» What is needed
Each line from the one that contains "This breaks the" through the last line of the listing below is to be returned exactly as it stands, and nothing else.

» Task material

PR #260, opened 2023-05-24
Disable Pre-consensus Liveness

moshe-blox:
This PR comments the call to `processPreConsensusJustification` together with any pre-consensus spec tests.


qbft/round_change.go
```diff
@@ -30,7 +30,7 @@ func (i *Instance) uponRoundChange(
 		roundChangeMsgContainer,
 		valCheck)
 	if err != nil {
-		return errors.Wrap(err, "could not get proposal justification for leading ronud")
```
GalRogozinski, line 33: what does this has to do with precon-liveness?

ssv/runner.go
```diff
@@ -114,8 +114,11 @@ func (b *BaseRunner) baseConsensusMsgProcessing(runner Runner, msg *qbft.SignedM
...
 	}
 
-	if err := b.processPreConsensusJustification(runner, b.highestDecidedSlot, msg); err != nil {
-		return false, nil, errors.Wrap(err, "invalid pre-consensus justification")
+	// TODO: revert `if false` after pre-consensus justification is fixed.
+	if false {
+		if err := b.processPreConsensusJustification(runner, b.highestDecidedSlot, msg); err != nil {
+			return false, nil, errors.Wrap(err, "invalid pre-consensus justification")
+		}
 	}
```
GalRogozinski, line 122: nit:
why not just comment out like you did in `all_tests`? I just find the `if false` funny and weird.
The request changes is because of the other comment.

GalRogozinski (changes requested):

qbft/round_change.go
lior-blox: fixed typo

GalRogozinski (approved):

qbft/round_change.go
GalRogozinski: btw,
@moshe-blox and @lior-blox 
If we later do `git revert` on this commit (the easiest way) this would be undone as well

alonmuroch (approved):

lior-blox (approved):

PR #268, opened 2023-06-02
[Audit Suggestion 6] Update dependencies

nkryuchkov:
Update dependencies to latest released versions reducing the amount of warnings returned by `go list -json -m all | nancy sleuth` and `go list -u -m -json all | go-mod-outdated`.

`github.com/libp2p/go-libp2p-core/peer` was deprecated and causes linter to fail, hence `github.com/libp2p/go-libp2p/core/peer` is used


GalRogozinski:
Did you see #265?
I upgraded only what was easy to update.

We need to think how much time we should spend on this since spec isn't really production code.
Notice some dependencies are not really used by spec atm like libp2p (there is unfinished msg validation in spec atm).

nkryuchkov:
@GalRogozinski 

> Did you see https://github.com/bloxapp/ssv-spec/pull/265?

Yes, but I would update other dependencies as well

> I upgraded only what was easy to update.

Did you face any complexities with upgrading the rest?

> We need to think how much time we should spend on this since spec isn't really production code.

The spec itself isn't but the implementation imports the spec, so some spec code is production code. I spent not much time on that and both linter/tests passed locally. Unfortunately, CI fails right now, I'll try to fix it quickly. If it will require time, I'll revert some upgrades

> Notice some dependencies are not really used by spec atm like libp2p (there is unfinished msg validation in spec atm).

The approach of starting/continuing things like msg validation with the new libp2p version sounds better to me than using an old version and then rewriting it later

types/spectest/generate/tests.json
nkryuchkov, line 1: This files gets changed after running `make generate-jsons` on `main` too, so

GalRogozinski: you can revert this...
We have a test that generates random keys so it walwyas changes the test

nkryuchkov: Oh, I didn't think about this. Thanks! Reverted

GalRogozinski (approved):
Good job

lior-blox (approved):

PR #274, opened 2023-06-15
Remove QBFT instance requirement for an instance to decide for next one to start

alonmuroch:
Removes the condition that a new QBFT instance (and therefore a new runner duty) can't start without the previous one decided.

**Why many SSV tests changed?** Controller height is not determined by the Duty's slot which in the test cases is not equal to FirstHeight like it was previously. This causes many tests to change post root

Following [SIP-X](https://github.com/bloxapp/SIPs/pull/28)


qbft/instance.go
```diff
@@ -90,6 +90,10 @@ func (i *Instance) Broadcast(msg *SignedMessage) error {
 
 // ProcessMsg processes a new QBFT msg, returns non nil error on msg processing error
 func (i *Instance) ProcessMsg(msg *SignedMessage) (decided bool, decidedValue []byte, aggregatedCommit *SignedMessage, err error) {
+	if i.State.Round == CutoffRound {
+		return false, nil, nil, errors.New("round > cutoff round")
+	}
```
GalRogozinski, line 95: Didn't see this is the SIP... only the `timeout` section was changed.
Doesn't it make better sense to finish the `runner` instead?

In any case just to be safer:
```suggestion
	if i.State.Round >= CutoffRound {
		return false, nil, nil, errors.Errorf("round %d > cutoff round %d", i.State.Round, CutoffRound)
	}
```

qbft/timeout.go
```diff
@@ -4,7 +4,14 @@ import (
 	"github.com/pkg/errors"
 )
 
+// CutoffRound which round the instance should stop its timer and progress no further
+const CutoffRound = 20
+
 func (i *Instance) UponRoundTimeout() error {
+	if i.State.Round == CutoffRound {
+		return errors.New("round > cutoff round")
+	}
```
GalRogozinski, line 13:
```suggestion
	if i.State.Round == CutoffRound {
		return errors.Errof("round %d > cutoff round %d", i.State.Round, CutoffRound)
	}
```

qbft/instance.go
alonmuroch: This is the instance, not the runner

alonmuroch:
@GalRogozinski I'm leaving future message processing intact to get tests passing easily. It needs to be removed later on.
Opened an issue #280

qbft/spectest/tests/timeout/round_15.go
```diff
@@ -1,15 +1,14 @@
...
 	"github.com/bloxapp/ssv-spec/qbft/spectest/tests"
 	"github.com/bloxapp/ssv-spec/types"
 	"github.com/bloxapp/ssv-spec/types/testingutils"
 	"github.com/bloxapp/ssv-spec/types/testingutils/comparable"
 )
 
-// Round20 tests calling UponRoundTimeout for round 20, testing state and broadcasted msgs
-func Round20() tests.SpecTest {
+// Round15 tests calling UponRoundTimeout for round 15, testing state and broadcasted msgs
+func Round15() tests.SpecTest {
```
GalRogozinski, line 11: It looks like we are still using round 20 inside

qbft/controller.go
```diff
@@ -42,18 +42,26 @@ func NewController(
...
-func (c *Controller) StartNewInstance(value []byte) error {
-	if err := c.canStartInstanceForValue(value); err != nil {
-		return errors.Wrap(err, "can't start new QBFT instance")
+func (c *Controller) StartNewInstance(height Height, value []byte) error {
+	if err := c.GetConfig().GetValueCheckF()(value); err != nil {
+		return errors.Wrap(err, "value invalid")
+	}
+
+	if height < c.Height {
+		return errors.New("attempting to start an instace with a past or current height")
```
y0sher, line 51: the error says past or current but if `height == `c.Height` we will not fall into this codepath. should we change the error or the check to `=<`?

qbft/controller.go
```diff
@@ -42,18 +42,26 @@ func NewController(
...
 	}
 
 	// only if current height's instance exists (and decided since passed can start instance) bump
-	if c.StoredInstances.FindInstance(c.Height) != nil {
-		c.bumpHeight()
+	if c.StoredInstances.FindInstance(height) != nil {
+		return errors.New("instance already running")
 	}
 
+	// TODO maybe add height param to add and stpre new instance and update controller later
```
y0sher, line 59: typo
```suggestion
	// TODO maybe add height param to add and store new instance and update controller later
```

qbft/instance.go
```diff
@@ -47,6 +49,10 @@ func NewInstance(
 	}
 }
 
+func (i *Instance) ForceStop() {
```
y0sher, line 52: When I saw `ForceStop` I got the impression there's a regular `Stop` and force is kinda stronger. Why not call it just `Stop`?

GalRogozinski: There is a regular stop if we hit round 15

qbft/instance.go
```diff
@@ -202,3 +212,8 @@ func (i *Instance) Encode() ([]byte, error) {
 func (i *Instance) Decode(data []byte) error {
 	return json.Unmarshal(data, &i)
 }
+
+// CanProcessMessages will return true if instance can process messages
+func (i *Instance) CanProcessMessages() bool {
+	return int(i.State.Round) < CutoffRound && !i.forceStop
```
y0sher, line 218: first check forceStop before comparing other vars. 
```suggestion
	return !i.forceStop && int(i.State.Round) < CutoffRound
```

y0sher: Also shouldn't we use forcestop to prevent the instance from broadcasting messages as well?

GalRogozinski: we can give them a chance to broadcast imo

does @alonmuroch agree with me?

qbft/instance.go
y0sher: I see. it just that we not proceed after round 15, but there's not active "stop"

y0sher:
Do we want to keep Sync? for example in `UponDecided` - https://github.com/alonmuroch/ssv-spec/blob/ed3311db734079e9fb26435c76ce25db9a6c3aa3/qbft/decided.go#L45

same in `UponFutureMsg` - https://github.com/alonmuroch/ssv-spec/blob/ed3311db734079e9fb26435c76ce25db9a6c3aa3/qbft/future_msg.go#L16

qbft/instance.go
GalRogozinski: not proceed means we stop I think 🤷

qbft/controller.go
GalRogozinski: This will be fixed when we merge the PR from Alon's repo.
The reason is that tests have an `ExpectedError` field and this change encompasses files not from this PR

qbft/controller.go
GalRogozinski: removed the TODO now

qbft/controller.go
GalRogozinski: https://github.com/alonmuroch/ssv-spec/pull/4/commits/71d9fbe2cb8ba7cb4bd136a7885b20e812323334

GalRogozinski (approved):

qbft/instance.go
y0sher: why tho? if the (a term I just invented) "effectiveness threshold" has past, will broadcasting give them or the network any benefit ?
Anyway it seems it won't cause any harm as well apart from resources, so I'm ok with leaving this now until we know there's a good reason to stop them from broadcasting (resources or other).

y0sher (approved):

qbft/spectest/tests/timeout/round_15.go
GalRogozinski: fixed

qbft/instance.go
GalRogozinski: opened https://github.com/bloxapp/ssv-spec/issues/288

qbft/spectest/generate/state_comparison/*tests.ControllerSpecTest/qbft controller late commit past instance.json
```diff
@@ -2641,56 +2641,6 @@
 																				"PrepareJustification": null
 																		},
 																		"FullData": null
-																},
```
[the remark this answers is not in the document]
GalRogozinski: If you look at the old SC the reason will become clear.
This is a latemsg and we don't process late messages anymore. So it doesn't enter the commit container.

This breaks the old maximal commits on quorum feature of the explorer...
@lior-blox said it was fine before, but let's remind him again.

https://github.com/bloxapp/ssv-spec/pull/274/files/51b5bbd90e3007bdfce00b2d286a968d2e72ec25#diff-7ec4f6d7bd60a0e03ae21b4dcbbd5376744fa5ceaa8f3d9a790e23e015f07bb1L105-L108

lior-blox (approved):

» Result of the task
This breaks the old maximal commits on quorum feature of the explorer...
@lior-blox said it was fine before, but let's remind him again.

https://github.com/bloxapp/ssv-spec/pull/274/files/51b5bbd90e3007bdfce00b2d286a968d2e72ec25#diff-7ec4f6d7bd60a0e03ae21b4dcbbd5376744fa5ceaa8f3d9a790e23e015f07bb1L105-L108

lior-blox (approved):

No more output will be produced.